***** Input data

PR #3064, opened 2023-06-02
:sparkles: Feat : Multi choice component

### LINKED ISSUE #2976: Create multi-choice question component

keithCuniah:
# Description
Front component for multi-choice component

Closes #2976 

**Type of change**

**How Has This Been Tested**

- Only feedback task


frontend/components/commons/forms/questions-form/fields/multi-label/MultiLabel.component.vue
```diff
@@ -0,0 +1,125 @@
...
+    this.uniqueOptions = this.options.reduce((accumulator, current) => {
+      if (!accumulator.find((item) => item.id === current.id)) {
+        accumulator.push(current);
+      }
+      return accumulator;
+    }, []);
+  },
+  computed: {
+    showSearch() {
+      return this.uniqueOptions.length >= 12;
```
frascuchon: Create a constant instead of a magic number. I saw this number also for SingleLabel... You should use the constant in both places
```suggestion
      return this.uniqueOptions.length >= constans.OPTIONS_THRESHOLD_TO_ENABLE_SEARCH;
```

frontend/components/commons/forms/questions-form/fields/multi-label/MultiLabelSelection.component.vue
```diff
@@ -0,0 +1,215 @@
+<template>
+  <div class="container">
+    <div class="component-header" v-if="showSearch || showCollapseButton">
```
frascuchon: What happens if the `div` section is always rendered? Will affect how the search bar, the collapse button, and the labels will be shown?

frontend/components/commons/forms/questions-form/fields/multi-label/MultiLabel.component.vue
```diff
@@ -0,0 +1,125 @@
...
+        badge-border-color="white"
+        v-tooltip="{ content: tooltipMessage, backgroundColor: '#FFF' }"
+      />
+    </div>
+
+    <MultiLabelSelectionComponent
+      :options="uniqueOptions"
+      :componentId="questionId"
+      :showSearch="showSearch"
+      :multiple="true"
```
frascuchon: I don't see this property defined in `MultiLabelSelectionoComponent`. Are we using int for something?

frontend/components/commons/forms/questions-form/fields/multi-label/MultiLabelSelection.component.vue
frascuchon, line 1: What's the difference between the `MultiLabelSelection` and `SingleLabelSelection` components?  I would expect to reuse the same component for both use cases with some kind of  multi=true|false property.

keithCuniah: I did a refactoring to use the same component for both case called `LabelSelection` with a props `multiple` which is true or false depending if we want a single or multi selection

frontend/components/commons/forms/questions-form/fields/multi-label/MultiLabelSelection.component.vue
keithCuniah: The purpose of the conditional rendering is to not have empty `div` in the dom if the question does not have a `search` or a `collapse button` . 

Without the div it will be like this : 
image

frontend/components/commons/forms/questions-form/QuestionsForm.component.vue
```diff
@@ -42,7 +42,22 @@
           :isRequired="input.is_required"
           :tooltipMessage="input.description"
           :visibleOptions="input.settings.visible_options"
-          @on-error="onError"
+          :optionsThresholdToEnableSeach="
```
frascuchon: Maybe this property is not necessary. You can keep this logic internally for the Single/MultiLabel components. We can expose it later if we find a question settings attribute to enable/disable the search bar on labels.

frontend/components/commons/forms/questions-form/fields/multi-label/MultiLabel.component.vue
```diff
@@ -0,0 +1,129 @@
...
+    this.uniqueOptions = this.options.reduce((accumulator, current) => {
+      if (!accumulator.find((item) => item.id === current.id)) {
+        accumulator.push(current);
+      }
+      return accumulator;
+    }, []);
+  },
+  computed: {
+    showSearch() {
+      return this.uniqueOptions.length >= this.optionsThresholdToEnableSeach;
```
frascuchon: I think we can use `OPTIONS_THRESHOLD_TO_ENABLE_SEARCH` constant here directly
```suggestion
      return this.uniqueOptions.length >= OPTIONS_THRESHOLD_TO_ENABLE_SEARCH;
```

frontend/components/commons/forms/questions-form/fields/shared-components/label-selection/LabelSelection.component.vue
```diff
@@ -128,6 +140,17 @@ export default {
...
+        this.tranformOptionsForMonoSelectionAndEmitNewOptions({
+          id,
+          is_selected,
+        });
+    },
+    tranformOptionsForMonoSelectionAndEmitNewOptions({ id, is_selected }) {
+      this.factoryOptionsForMonoSelection({ id, is_selected });
+      this.$emit("on-change", this.options);
+    },
+    factoryOptionsForMonoSelection({ id, is_selected }) {
```
frascuchon: Do we need all this refactor?  Maybe the change is easier to understand if we just add a condition related to the `multiple` prop:

```suggestion
      if (this.multiple) {
        return;
      }
```

```javascript
   if (this.multiple) return;
   else {
      this.options.map((option) => {
        if (option.id === id) {
          option.is_selected = is_selected;
        } else {
          option.is_selected = false;
        }
        return option;
      });
      this.$emit("on-change", this.options);
   }
```

frontend/components/commons/forms/questions-form/fields/shared-components/label-selection/LabelSelection.component.vue
```diff
@@ -128,6 +140,17 @@ export default {
...
       this.options.map((option) => {
```
frascuchon, line 154:
```suggestion
```

frontend/components/commons/forms/questions-form/fields/single-label/SingleLabel.component.vue
```diff
@@ -55,6 +56,10 @@ export default {
       type: Number | null,
       required: false,
     },
+    optionsThresholdToEnableSeach: {
+      type: Number,
+      required: true,
+    },
```
frascuchon: I think this prop is not needed yet. We can use directly the constant

frontend/components/commons/forms/questions-form/fields/single-label/SingleLabel.component.vue
```diff
@@ -74,7 +79,7 @@ export default {
   },
   computed: {
     showSearch() {
-      return this.uniqueOptions.length >= 12;
+      return this.uniqueOptions.length >= this.optionsThresholdToEnableSeach;
```
frascuchon:
```suggestion
      return this.uniqueOptions.length >= OPTION_THRESHOLD_TO_ENABLE_SEARCH;
```

frontend/components/commons/forms/questions-form/fields/multi-label/MultiLabel.component.vue
```diff
@@ -0,0 +1,129 @@
...
+      />
+    </div>
+
+    <LabelSelectionComponent
+      :options="uniqueOptions"
+      :multiple="true"
+      :componentId="questionId"
+      :showSearch="showSearch"
+      :maxOptionsToShowBeforeCollapse="maxOptionsToShowBeforeCollapse"
+      @change="$emit('update:options', options)"
```
frascuchon: Maybe if we're using the event instead of the v-model we can change the `LabelSelectionComponent` definition

frontend/components/commons/forms/questions-form/fields/multi-label/MultiLabel.component.vue
```diff
@@ -0,0 +1,129 @@
...
+      default: () => "",
+    },
+    visibleOptions: {
+      type: Number | null,
+      required: false,
+    },
+    optionsThresholdToEnableSeach: {
+      type: Number,
+      required: true,
+    },
```
frascuchon:
```suggestion
```

frontend/components/commons/forms/questions-form/fields/shared-components/label-selection/LabelSelection.component.vue
```diff
@@ -77,6 +81,10 @@ export default {
       type: Boolean,
       default: () => false,
     },
+    multiple: {
+      type: Boolean,
+      default: () => false,
+    },
   },
   model: {
```
frascuchon, line 89: We're not using the `v-model` directive. Maybe we can remove this.

frascuchon: The linked event to the model is `on-change` which is emitted only for `multiple === false`. Correct me if I'm wrong but, should not emit the event also when `multiple === true` to do the model binding work in that case?

frontend/components/commons/forms/questions-form/fields/shared-components/label-selection/LabelSelection.component.vue
```diff
@@ -93,11 +101,13 @@ export default {
...
-          .toLowerCase()
-          .includes(this.searchInput.toLowerCase())
-      );
+      return this.options
+        .filter((option) =>
+          String(option.text)
+            .toLowerCase()
+            .includes(this.searchInput.toLowerCase())
+        )
+        .sort((a, b) => b.is_selected - a.is_selected);
```
frascuchon: This will put first all selected options, which means label movements when they are visible. If we want to keep labels static when they are visible, we should change the approach. 

Maybe we can revisit the `visibleOptions` computed methods to add the selected non-visible options at the end of the visible ones (I think this is the current behavior for text classification)

leiyre (approved):

frascuchon (approved):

**********

Please give the number of lines above that contain "instead", without any other words.

2